= Council of Interstate Testing Agencies =

Dentists' examination center in the US

Council of Interstate Testing Agencies (CITA) was one of five examination agencies for dentists in the United States. In 2020, the other examination agencies are, Central Regional Dental Testing Service, West Regional Examining Board, Northeast Regional Board of Dental Examiners (later called the Commission on Dental Competency Assessments), and Southern Regional Testing Agency. These were organized to standardize clinical exams for licensure. The CITA examination is recognized for licensure in a total of twenty-six (26) states/territories.

== History of CITA ==
CITA formed in 2005 and allowed for member states to deliver an examination for dental and dental hygiene candidates that provided a uniform standard in predominately southern US states. Member states that help create the exam are: Alabama, Kentucky, Louisiana, North Carolina, West Virginia, and Puerto Rico.
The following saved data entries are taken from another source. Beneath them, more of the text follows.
PR #957, opened 2022-08-05
Add harness test for getting all entries by UUID and EntryID

priyawadhwa:
This should be the last PR for harness testing.

Closes https://github.com/sigstore/public-good-instance/issues/417

### DIFF
--- a/tests/harness_test.go
+++ b/tests/harness_test.go
@@ -31,6 +31,7 @@ import (
 	"io/ioutil"
 	"os"
 	"path/filepath"
+	"strconv"
 	"strings"
 	"testing"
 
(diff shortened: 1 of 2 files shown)


dlorenc (dismissed):

tests/harness_test.go
```diff
@@ -197,11 +206,11 @@ func getAttestations(t *testing.T) (string, map[int]string) {
 	return file, attestations
 }
 
-func saveAttestation(t *testing.T, attestation string) {
-	file, attestations := getAttestations(t)
+func saveEntry(t *testing.T, entry StoredEntry) {
+	file, attestations := getEntries(t)
 	logIndex := activeTreeSize(t) - 1
```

In 2010, CITA began delivering the American Board of Dental Examiners (ADEX) examinations, which widely improved the portability of examination results for candidates.

On August 1, 2022, CITA merged with CDCA-WREB, creating CDCA-WREB-CITA.

As of September 1, 2025, CDCA-WREB-CITA is now the American Board of Dental Examiners, following a merger of the forenamed organization with the examination development agency.